# Noise-induced order

Noise-induced order is a mathematical phenomenon appearing in the Matsumoto-Tsuda[1] model of the Belosov-Zhabotinski reaction. The notable fact about this model is that adding noise to the system causes a transition from a "chaotic" behaviour to a more "ordered" behaviour; this article was a seminal paper in the area and generated a big number of citations[2] and gave birth to a line of research in applied mathematics and physics.[3][4] This phenomenon was later observed in the Belosov-Zhabotinsky reaction.[5]

## Mathematical background

Interpolating experimental data from the Belosouv-Zabotinsky reaction [6], Matsumoto and Tsuda introduced a one dimensional model, a random dynamical system with uniform additive noise, driven by the map:

${\displaystyle T(x)={\begin{cases}(a+(x-{\frac {1}{8}})^{\frac {1}{3}})e^{-x}+b,&0\leq x\leq 0.3\\c(10xe^{\frac {-10x}{3}})^{19}+b&0.3\leq x\leq 1\end{cases}}}$

where

• ${\displaystyle a={\frac {19}{42}}\cdot {\bigg (}{\frac {7}{5}}{\bigg )}^{1/3}}$ (defined so that ${\displaystyle T'(0.3^{-})=0}$),
• ${\displaystyle b=0.02328852830307032054478158044023918735669943648088852646123182739831022528_{158}^{213}}$, such that ${\displaystyle T^{5}(0.3)}$ lands on a repelling fixed point (in some way this is analogous to a Misiurewicz point)
• ${\displaystyle c={\frac {20}{3^{20}\cdot 7}}\cdot {\bigg (}{\frac {7}{5}}{\bigg )}^{1/3}\cdot e^{187/10}}$ (defined so that ${\displaystyle T(0.3^{-})=T(0.3^{+})}$).

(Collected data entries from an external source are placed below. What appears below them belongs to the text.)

PR #669, opened 2017-09-19
Backporting fluentd file buffer to release 1.4

nhosoi:
Bug 1477513 - [3.4] Data loss of logs can occur if fluentd pod is terminated/restarted when Elasticsearch is unavailable

Backporting "Impl fluentd file buffer [1]" with dependent patches [2] and [3]

[1] - commit 6252ba1d1ae2695a51795339478b2f0a876bced3
[2] - allow flush_interval to be tunable; name tunable depending on output
       (commit a9a14f5f79d05cf4a14ef188a5c9d937063b1760)
[3] - Introducing following environment variables with the initial value for fluentd.
       (commit 3818101b713d92f11a1ff33fe44f6d735fda2eda)

### DIFF
--- a/deployer/templates/fluentd.yaml
+++ b/deployer/templates/fluentd.yaml
@@ -308,3 +308,11 @@ parameters:
   description: 'Read the journal starting from the very beginning (false|true).'
   name: JOURNAL_READ_FROM_HEAD
   value: "false"
+-
+  description: 'Fluentd buffer queue limit (0.12 only)'
+  name: BUFFER_QUEUE_LIMIT
+  value: "1024"
+-
+  description: 'Fluentd buffer size limit'
+  name: BUFFER_SIZE_LIMIT
+  value: "1048576"
--- a/fluentd/Dockerfile
+++ b/fluentd/Dockerfile
@@ -22,6 +22,7 @@ RUN rpmkeys --import file:///etc/pki/rpm-gpg/RPM-GPG-KEY-CentOS-7 && \
       ruby-devel \
       libcurl-devel \
       make \
+      bc \
       iproute && \
     yum clean all
 RUN mkdir -p ${HOME} && \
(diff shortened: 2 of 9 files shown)


nhosoi:
@richm 
> does this require any ansible changes to create the persistent volume? 

I don't think so.  The persistent volume settings are required just for MUX.  The fluentd piggybacks on hostmount. 

> If not, then we still need to document what to do in order to get a persistent log buffer

Is that for upgrading?  We can build and provide a new fluentd image.  Once it's deployed, I'd think the file buffer would be enabled.

richm:
@nhosoi ok - then there is nothing to do

nhosoi:
@richm 
I manually tested the patch on 3.4 where I did not see any problem with the file buffer enabled.  I've just noticed the fluentd version for 3.4 are set as follows, respectively.
`FLUENTD_VERSION=0.12.29`

What confuses me is we removed fluentd-0.12.29-fix-UTF-error.patch from fluentd-0.12.39-2.el7.  But it looks there was no problem with fluentd 0.12.29...

My question is should we set FLUENTD_VERSION to 0.12.39 as done in release-3.6 Dockerfile?
`FLUENTD_VERSION=0.12.39`

richm:
@nhosoi I am surprised that it worked downstream if it were using 0.12.29 without the utf-8 fix - can you investigate?  and yes, we'll need to use the latest fluentd 0.12.39-2

nhosoi:
> I am surprised that it worked downstream if it were using 0.12.29 without the utf-8 fix - can you investigate? and yes, we'll need to use the latest fluentd 0.12.39-2

It turned out I was testing with the upstream fluentd which did not have the UTF-8 patch.  That's why I did not see the file buffer problem.

I also tested the (manual) downstream builds with fluentd-0.12.39-2 on 3.4 as well as 3.5 which did not cause any problem with the file buffer enabled.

In [1] this random dynamical system is simulated with different noise amplitudes using floating-point arithmetic and the Lyapunov exponent along the simulated orbits is computed; the Lyapunov exponent of this simulated system was found to transition from positive to negative as the noise amplitude grows. It is worth remarking that the behavior of the floating point system and of the original system may differ [7], therefore [1] is not a rigorous mathematical proof of the phenomenon. A computer assisted proof of noise-induced order for the Matsumoto-Tsuda map with the parameters above was given in [8]

## References

1. ^ a b c Matsumoto, K.; Tsuda, I. (1983). "Noise-induced order". J Stat Phys. 31 (1): 87–106. doi:10.1007/BF01010923.
2. ^ "Citation Details for "Noise-induced order"". Springer. doi:10.1007/BF01010923. Cite journal requires |journal= (help)
3. ^ Doi, S. (1989). "A chaotic map with a flat segment can produce a noise-induced order". J Stat Phys. 55 (5–6): 941–964. doi:10.1007/BF01041073.
4. ^ Zhou, C.S.; Khurts, J.; Allaria, E.; Boccalletti, S.; Meucci, R.; Arecchi, F.T. (2003). "Constructive effects of noise in homoclinic chaotic systems". Phys. Rev. E. 67 (6). doi:10.1103/PhysRevE.67.066220. PMID 16241339.
5. ^ Yoshimoto, Minoru; Shirahama, Hiroyuki; Kurosawa, Shigeru (2008). "Noise-induced order in the chaos of the Belousov–Zhabotinsky reaction". The Journal of Chemical Physics. 129: 014508. doi:10.1063/1.2946710. PMID 18624484.
6. ^ Hudson, J.L.; Mankin, J.C. (1981). "Chaos in the Belousov–Zhabotinskii reaction". J. Chem. Phys. 74 (11): 6171–6177. doi:10.1063/1.441007.
7. ^ Guihéneuf, P. (2018). "Physical measures of discretizations of generic diffeomorphisms". Erg. Theo. And Dyn. Sys. 38 (4): 1422–1458. arXiv:1510.00720. doi:10.1017/etds.2016.70.
8. ^ Galatolo, Stefano; Monge, Maurizio; Nisoli, Isaia (2017). "Existence of Noise Induced Order, a Computer Aided Proof". arXiv:1702.07024 [math.DS].